2. Convert my UMAT into VUMAT. This seems the better option as it leads to no black boxes.
My question (finally) is:
1. Could anyone help out with converting my UMAT to a VUMAT?
2. On a more helicopter view, do you think this method of simulating damage propagation in fibrous tissue seems logical?Â
I've added the code below, so hopefully we don't have to reinvent the wheel here together.
C
SUBROUTINE UMAT(STRESS,STATEV,DDSDDE,SSE,SPD,SCD,
1 RPL,DDSDDT,DRPLDE,DRPLDT,
2 STRAN,DSTRAN,TIME,DTIME,TEMP,DTEMP,PREDEF,DPRED,CMNAME,
3 NDI,NSHR,NTENS,NSTATV,PROPS,NPROPS,COORDS,DROT,PNEWDT,
4 CELENT,DFGRD0,DFGRD1,NOEL,NPT,LAYER,KSPT,KSTEP,KINC)
C
INCLUDE 'ABA_PARAM.INC'
C
CHARACTER*80 CMNAME
DIMENSION STRESS(NTENS),STATEV(NSTATV),
1 DDSDDE(NTENS,NTENS),DDSDDT(NTENS),DRPLDE(NTENS),
2 STRAN(NTENS),DSTRAN(NTENS),TIME(2),PREDEF(1),DPRED(1),
3 PROPS(NPROPS),COORDS(3),DROT(3,3),DFGRD0(3,3),DFGRD1(3,3)
C
C ----------------------------------------------------------------
C LOCAL ARRAYS
C ----------------------------------------------------------------
C
DIMENSION XKIRCH(3,3), DUMSTRSS(3,3), XAMAT(3,2), XI4(2), R(3,3),
1 U(3,3), RT(3,3), XADUM(3,1), XADUM1(3,1)
C
C
PARAMETER(ZERO=0.D0, ONE=1.D0, TWO=2.D0, THREE=3.D0, FOUR=4.D0,
1 SIX=6.D0)
C
C ----------------------------------------------------------------
C NUMBER OF FIBRE FAMILIES
C ----------------------------------------------------------------
C
NANISO = 1
C
C ----------------------------------------------------------------
C MATERIAL PROPERTIES
C ----------------------------------------------------------------
C10 = PROPS(1)
D1 = PROPS(2)
xk1 = PROPS(3)
xk2 = PROPS(4)
xkap = PROPS(5)
THETAD1 = PROPS(6)
THETAD2 = PROPS(7)
T1 = PROPS(8)
T2 = PROPS(9)
C Convert degrees to radians
XPI = 3.14159265359
THETAR1 = THETAD1*XPI/180.0
THETAR2 = THETAD2*XPI/180.0
C
C Fibre vectors in the reference configuration
XAMAT(1,1)=COS(thetar1); XAMAT(2,1)= SIN(thetar1); XAMAT(3,1)=0.
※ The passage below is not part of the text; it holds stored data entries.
PR #1585, opened 2023-03-28
Fix prepared statement params

shtirlets:
#### What type of PR is this?
Bug Fix

Resolved a bug that prevented execution of prepared statements with parameters. 

Fixes #


gs-manvig:
LGTM

rafaelbey (changes requested):
While the comment on test container is one to think, if we end with H2, we need to set the port to zero to avoid port collisions.

finos-admin:

finos-admin:

PR #1816, opened 2023-05-18
Add preeval Store test case

rafaelbey:

Fixes #

### DIFF
--- a/legend-engine-pure-code-compiled-core/src/main/resources/core/pure/router/preeval/tests.pure
+++ b/legend-engine-pure-code-compiled-core/src/main/resources/core/pure/router/preeval/tests.pure
@@ -1499,7 +1499,7 @@ function meta::pure::router::preeval::tests::getTestRuntimeWithModelConnection(s
 
 function <<access.private>> meta::pure::router::preeval::tests::assertRoundTrip(input : FunctionDefinition<Any>[1], expectedOrig : FunctionDefinition<Any>[1]):Boolean[1]
 {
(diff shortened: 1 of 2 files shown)


legend-engine-pure-code-compiled-core/src/main/resources/core/pure/router/preeval/tests.pure
```diff
@@ -1499,7 +1506,7 @@ function meta::pure::router::preeval::tests::getTestRuntimeWithModelConnection(s
 
 function <<access.private>> meta::pure::router::preeval::tests::assertRoundTrip(input : FunctionDefinition<Any>[1], expectedOrig : FunctionDefinition<Any>[1]):Boolean[1]
 {
-  assertRoundTrip($input, $expectedOrig, debug())
```
aormerod-gs, line 1502: As discussed offline, this is being switched off to reduce output in the automated builds (and is probably more useful to investigation, so can be switched on then)

aormerod-gs (dismissed):

legend-engine-pure-code-compiled-core/src/main/resources/core/pure/router/preeval/tests.pure
rafaelbey: As discussed - this clutter logs when running thru CICD.  This to me is more a tool developers have to fix things locally, and we should avoid outputting this to github action logs.

aormerod-gs (approved):

PR #1821, opened 2023-05-19
Storeexupdate

AFine-gs:

allow cancellation by either session or request id


legend-engine-executionPlan-execution/src/main/java/org/finos/legend/engine/plan/execution/stores/StoreExecutableManager.java
```diff
@@ -56,48 +61,77 @@ public void addExecutable(String requestID, StoreExecutable execution)
 
     public void addExecutable(RequestContext context, StoreExecutable execution)
     {
-        String requestID = RequestContext.getRequestToken(context);
+        String requestID = RequestContext.getRequestToken(context);  //header if its there else it's the session
+
+        if (isRegistered && requestID != null)
+        {
+            List<String> foo = sessionIDToProvidedID.computeIfAbsent(RequestContext.getSessionID(context), x -> Collections.synchronizedList(new ArrayList<>()));
```
rafaelbey, line 68: can we name this variable on a more descriptive way?

legend-engine-executionPlan-execution/src/main/java/org/finos/legend/engine/plan/execution/stores/StoreExecutableManager.java
```diff
@@ -34,6 +36,8 @@
 {
     INSTANCE;
     private final ConcurrentHashMap<String, List<StoreExecutable>> requestExecutableMap = new ConcurrentHashMap<>();
+
+    private final ConcurrentHashMap<String, List<String>> sessionIDToProvidedID = new ConcurrentHashMap<>();
```
rafaelbey, line 40: The way things are been use, seems better to leverage a Set rather than a List. 

This will help on the remove statements, while also avoiding the need of checking if contains, as duplicates will have no effect.  

Thoughts?

rafaelbey (approved):

PR #1833, opened 2023-05-23
Add mongo dependency and override to core config

hardikmaheshwari:
#### What type of PR is this?
Bug Fix

Add mongo dependency and override to core config. This is blocking tests execution from IDE

Fixes #

### DIFF
--- a/legend-engine-pure-code-compiled-core-configuration/pom.xml
+++ b/legend-engine-pure-code-compiled-core-configuration/pom.xml
@@ -101,6 +101,16 @@
                     </dependency>
                     <dependency>
                         <groupId>org.finos.legend.engine</groupId>
+                        <artifactId>legend-engine-xt-nonrelationalStore-mongodb-pure</artifactId>
+                        <version>${project.version}</version>
+                    </dependency>
+                    <dependency>
+                        <groupId>org.finos.legend.engine</groupId>
+                        <artifactId>legend-engine-xt-nonrelationalStore-mongodb-javaPlatformBinding-pure</artifactId>
+                        <version>${project.version}</version>
+                    </dependency>
+                    <dependency>
+                        <groupId>org.finos.legend.engine</groupId>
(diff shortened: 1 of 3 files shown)


rafaelbey:
I don't think this is the right solution since this create a "super" module in production, that affects downstream projects that depend on this module (and they might not need mongo).  Conceptually, this also goes against the idea that the system is modular.

To test on IDE, we need an IDE solution.  Maybe a local binder that overrides everything inside the IDE pure code?

hardikmaheshwari:
> I don't think this is the right solution since this create a "super" module in production, that affects downstream projects that depend on this module (and they might not need mongo). Conceptually, this also goes against the idea that the system is modular.
> 
> To test on IDE, we need an IDE solution. Maybe a local binder that overrides everything inside the IDE pure code?
> 
> Otherwise, we might want to rollback the "local execution" from using this local binder and hard code java platform until a proper solution is brought that allow local binder while also respecting modularization.

@rafaelbey core-configuration module was meant to be a module aligned with server deployment and hence it is meant to be a super module which brings together dependencies for all features for a particular deployment.

rafaelbey:
I dont agree with that design approach. If you consider all other design choices on how extensions are built, this repo just minimize if not invalidate them. 

For example, all extensions define their parsers, composers, compilers, executions, etc extensions in ways that are discovered, and everywhere we make usage of this design choice. 

This means, that with just adding these extensions as runtime dependencies on classpath, like in the Server, the process can operate with these extensions without further lines of code. 

Hence, we should solve the local binder problem in a way that, well, is actually local, while further embrace the independence of the extensions in ways that they are "plug & play". 

So, unless Im missing what value this coreconfig repo provide that the extension design does not, and Im happy to be corrected, our direction should be phase it out with solutions that work properly with the distributed design.

ghub-real:
We don't need this anymore, do we?
(The local IDE tests need some additions - is that what we are looking to resolve?)

finos-admin:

XAMAT(1,2)=COS(thetar2); XAMAT(2,2)= SIN(thetar2); XAMAT(3,2)=0.
C
C This is related to the calculation of the numberical Jacobian
C 0 indicates that the stress calculation is not part of the
C stress calculation.
iter=0
C
C---------------------------------------------------------------------------
C POLAR DECOMPOSITION
C---------------------------------------------------------------------------
call kpolarDecomp(DFGRD1, U, R)
C Calculate the transpose of the rotation matrix
RT = transpose(R)
call kprinter(R,3,3)
C
C-----------------------------------------------------------------
C CALCULATE LOCAL FIBRE VECTOR IN THE REFERENCE CONFIG.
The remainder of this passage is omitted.